Saturday, February 21, 2015

EPA, CDPHE launch brainstorming for future of toxic Cotter mill

By Bruce Finley
Source: denverpost.com

Workers crush the concrete floor of the extraction building at Cotter Corp.’s uranium mill in Cañon City. The facility was declared a
Workers crush the concrete floor of the extraction building at Cotter Corp.'s uranium mill in Cañon City. The facility was declared a Superfund site in 1984. (Joe Amon, The Denver Post file)


CAÑON CITY — One proposal for the future of Cotter Corp.'s toxic Colorado uranium mill would transform the site into an industrial hemp farm.
Residents living downwind and downstream of the 2,538-acre site also are mulling possibilities for a wildlife refuge, a massive wind and solar array, trails for hikers and bikers and a job-rich manufacturing zone.
These ideas surfaced at a community meeting this week as federal and state overseers of the site — a federally designated environmental disaster since 1984 — launched a French-inspired "charette" process of public brainstorming.
Cotter, which owns the land, is responsible for cleaning up an estimated 15 million tons of radioactive uranium tailings and contaminated groundwater migrating toward Cañon City and the Arkansas River.
Cotter vice president John Hamrick said the company is "open to any recommendation" for the future use of the land. "We're not ruling anything out."
He pointed out that a restricted area covering up to 880 acres is so contaminated that it probably will be turned over to the U.S. Department of Energy — similar to what happened to toxic core areas at the Cold War-era Rocky Flats and Rocky Mountain Arsenal weapons plants.
Any post-cleanup use, whether for wildlife or people, "needs to be viable — economically viable," Hamrick said.
The public brainstorming marks a potential turning point in the long struggle over Cotter's mostly dismantled mill, which is 1½ miles south of Cañon City.
But the Superfund cleanup, one of the nation's slowest, is still in the planning stages. A subsidiary of defense contractor General Atomics, Cotter opened the mill in 1958, processing uranium for nuclear weapons and fuel. Cotter discharged liquid waste, including radioactive heavy metals, into 11 unlined ponds until 1978. The ponds were replaced in 1982 with two lined waste ponds.
Domestic and agricultural wells in the Cañon City area have been contaminated. Colorado officials permitted Cotter to keep operating the mill even after it was declared a disaster, until 2011. Mill workers periodically processed ore until 2006.
The Environmental Protection Agency, Colorado Department of Public Health and Environment and community leaders were meeting this week, trying to enlist two groups of about 30 residents for two charette intensive collaborative planning sessions in April.
During the meeting Thursday, hemp entrepreneur Gunn Haydon proposed planting hemp as a way to remove uranium and other toxic contamination at the site.
Hemp plants would clean soil to a depth of 3 feet, removing uranium and other heavy metals, and opening opportunities for the land.
"Why would you want to move this problem to somebody else's areas?" Haydon asked an advisory panel that included Fremont County Commissioner Tim Payne.

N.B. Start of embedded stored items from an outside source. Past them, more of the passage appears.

PR #3228, opened 2024-09-02
Add response order pipelining test

ptoffy:
This adds a test which makes sure that Vapor conforms to the pipelining spec by returning responses in the order they were made rather than the processing order

### DIFF
--- a/Tests/VaporTests/PipelineTests.swift
+++ b/Tests/VaporTests/PipelineTests.swift
@@ -331,7 +331,7 @@ final class PipelineTests: XCTestCase {
 
         try await channel.writeInbound(ByteBuffer(string: "GET /sleep/100 HTTP/1.1\r\n\r\nGET /sleep/0 HTTP/1.1\r\n\r\n"))
 
-        // We expect 6 responses to be there, however if there are less
+        // We expect 6 writes to be there - three parts (the head, body and separator for each request). However, if there are less
         // we need to have a timeout to avoid hanging the test
         let deadline = NIODeadline.now() + .milliseconds(200)
         var responses: [String] = []
--- a/Tests/VaporTests/PipelineTests.swift
+++ b/Tests/VaporTests/PipelineTests.swift
@@ -382,7 +382,8 @@ final class PipelineTests: XCTestCase {
             var sleeps = 0
             for try await chunk in inbound {
                 data.writeImmutableBuffer(chunk)
-                data.writeImmutableBuffer(ByteBuffer(string: "\r\n"))
+                data.writeString("\r\n")
+                
                 if String(decoding: chunk.readableBytesView, as: UTF8.self).components(separatedBy: "\r\n").contains(where: { $0.hasPrefix("slept") }) {
                     sleeps += 1
                 }
--- a/Tests/VaporTests/PipelineTests.swift
+++ b/Tests/VaporTests/PipelineTests.swift
@@ -1,10 +1,11 @@
 @testable import Vapor
-import enum NIOHTTP1.HTTPParserError
+import NIOHTTP1
 import XCTest
 import AsyncHTTPClient
 import NIOEmbedded
 import NIOCore
 import NIOConcurrencyHelpers
+import class NIOPosix.ClientBootstrap
 
 final class PipelineTests: XCTestCase {
     var app: Application!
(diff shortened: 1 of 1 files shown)


Joannis:
This is exactly what I found

Joannis (approved):

0xTim:
@weissi could you take a look and confirm we're not missing anything and the test is correct in showing that pipelining is working as expected?

Tests/VaporTests/PipelineTests.swift
```diff
@@ -311,6 +311,39 @@ final class PipelineTests: XCTestCase {
...
+        let app = self.app!
+        _ = try await (channel.eventLoop as! NIOAsyncTestingEventLoop).executeInContext {
+            channel.pipeline.addVaporHTTP1Handlers(
+                application: app,
+                responder: app.responder,
+                configuration: app.http.server.configuration
+            )
+        }
+
+        try await channel.writeInbound(ByteBuffer(string: "GET /sleep/100 HTTP/1.1\r\n\r\nGET /sleep/50 HTTP/1.1\r\n\r\n"))
```
weissi, line 331: nit: but ideally you want to make the second request as quick as possible. So maybe change the second one to `/sleep/0` or `/sleep/1`, that widens the window during which a reorder could happen.

Tests/VaporTests/PipelineTests.swift
```diff
@@ -311,6 +311,39 @@ final class PipelineTests: XCTestCase {
...
+
+        try await Task.sleep(for: .milliseconds(1000))
```
weissi, line 333: This sleep is racy and shouldn't be necessary.

@franzbusch what's the best way to wait for an outbound message in `NIOAsyncTestingChannel`?

Tests/VaporTests/PipelineTests.swift
```diff
@@ -311,6 +311,39 @@ final class PipelineTests: XCTestCase {
...
+    func testCorrectResponseOrder() async throws {
+        app.get("sleep", ":ms") { req -> String in
+            let ms = try req.parameters.require("ms", as: Int64.self)
+            try await Task.sleep(for: .milliseconds(ms))
+            return "slept \(ms)ms"
+        }
+
+        let channel = NIOAsyncTestingChannel()
+        let app = self.app!
+        _ = try await (channel.eventLoop as! NIOAsyncTestingEventLoop).executeInContext {
```
weissi, line 323: That's a good idea to test this with async testing channel. Additionally I'd recommend also writing an end to end test against actual Vapor.

ptoffy: Yeah I couldn't really get it to work with EmbeddedChannel, not even with EVL based sleeps

weissi: `EmbeddedChannel` won't work I don't think because Vapor may require actual threads.

I meant an actual Vapor, connecting over (localhost TCP) using `ClientBootstrap(...).connect()`

Tests/VaporTests/PipelineTests.swift
ptoffy: I figured but without it the read returns nothing so I figured we'd have to wait for the message to be returned by the endpoint. Maybe using shorter sleeps times as you suggested it might work without it

Tests/VaporTests/PipelineTests.swift
ptoffy: Yeah I meant I tried using EmbeddedChannel instead of the NIOAsyncTestChannel

Tests/VaporTests/PipelineTests.swift
ptoffy: @weissi FYI I'm guessing we were looking for [`waitForOutboundWrite(as:)`](https://swiftpackageindex.com/apple/swift-nio/2.67.0/documentation/nioembedded/nioasynctestingchannel/waitforoutboundwrite(as:))

Tests/VaporTests/PipelineTests.swift
```diff
@@ -311,6 +312,92 @@ final class PipelineTests: XCTestCase {
...
+            channel.pipeline.addVaporHTTP1Handlers(
+                application: app,
+                responder: app.responder,
+                configuration: app.http.server.configuration
+            )
+        }
+
+        try await channel.writeInbound(ByteBuffer(string: "GET /sleep/100 HTTP/1.1\r\n\r\nGET /sleep/0 HTTP/1.1\r\n\r\n"))
+
+        // We expect 6 responses to be there, however if there are less
```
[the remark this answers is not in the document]
ptoffy: Don't ask me why but the channel consistently contains 
```
([String]) 6 values {
  [0] = "HTTP/1.1 200 OK\r\ncontent-type: text/plain; charset=utf-8\r\ncontent-length: 11\r\nconnection: keep-alive\r\ndate: Fri, 06 Sep 2024 16:01:35 GMT\r\n\r\n"
  [1] = "slept 100ms"
  [2] = ""
  [3] = "HTTP/1.1 200 OK\r\ncontent-type: text/plain; charset=utf-8\r\ncontent-length: 9\r\nconnection: keep-alive\r\ndate: Fri, 06 Sep 2024 16:01:35 GMT\r\n\r\n"
  [4] = "slept 0ms"
  [5] = ""
}
```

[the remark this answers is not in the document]
0xTim: Ah ok, head, body and separator for each request 👍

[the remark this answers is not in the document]
0xTim:
```suggestion
        // We expect 6 writes to be there - three parts (the head, body and separator for each request). However, if there are less
```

Haydon pointed to the use of hemp to remove contamination at the site of the 1986 Chernobyl nuclear disaster. Colorado lawmakers have committed to make up to $10 million available to test hemp production in the state.
Eventually, hemp could be deployed at the Rocky Flats site, west of Denver, to address concerns about soil still tainted with traces of plutonium, Haydon told an advisory panel.

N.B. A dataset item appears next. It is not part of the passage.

PR #3232, opened 2024-09-08
Fix `.noSignalReceived` body streaming crash

ptoffy:
Update SwiftNIO's minimum version to fix the `preconditionFailure` being thrown in `AsyncSequenceProducerDelegate`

Hemp farming at the Cotter site initially sounded "a little bit out there," EPA unit chief Rob Stites said after the meeting. But if Haydon could line up funding, an experiment to help clean the Cotter property could make sense, Stites said.
Community members welcomed the contribution. "We need your name and address to invite you for the charette," said Sharyn Cunningham, leader of Coloradans Against Toxic Waste.

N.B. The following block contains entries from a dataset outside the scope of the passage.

PR #3233, opened 2024-09-10
Pass the method, url, and user agent from the ErrorMiddleware to the logger in the metadata.

maciejtrybilo:
The ErrorMiddleware reports an error to the logger of the request. Sometimes it might be useful to know the endpoint that failed.

This PR adds the method, url, and user agent of the request in the metadata of the report.


petrpavlik:
+1 to this, it'd allow me to afaik update https://github.com/petrpavlik/swift-sentry to attach this data to logged errors, right now it only logs a request id.

Sources/Vapor/Middleware/ErrorMiddleware.swift
```diff
@@ -41,7 +41,12 @@ public final class ErrorMiddleware: Middleware {
             }
             
             // Report the error
-            req.logger.report(error: error, file: source.file, function: source.function, line: source.line)
+            req.logger.report(error: error,
+                              metadata: ["method" : .string(req.method.string),
+                                         "url" : .string(req.url.string)],
```
petrpavlik, line 46: A nitpick, but the docs ask to prefer not using the `.string(...)` syntax? https://apple.github.io/swift-log/docs/current/Logging/Structs/Logger/MetadataValue.html

maciejtrybilo: @petrpavlik It does, but it doesn't compile. I'm not sure force casting is better?
Screenshot 2024-09-10 at 12 47 41

petrpavlik: Okay, never mind what I said than. I'll just out of curiosity try to look into it later.

ptoffy: You'd need to use 
```swift
"method": "\(req.method.string)"
```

Gov. John Hickenlooper intervened in 2013 to try to spur cleanup. EPA, CDPHE and Cotter officials have signed a legal framework that requires Cotter to complete a remediation and feasibility study of how to deal with the 15 million tons of waste and contaminated groundwater. Options range from removal — Cotter estimates this would cost $895 million — to burial in existing or new impoundment ponds.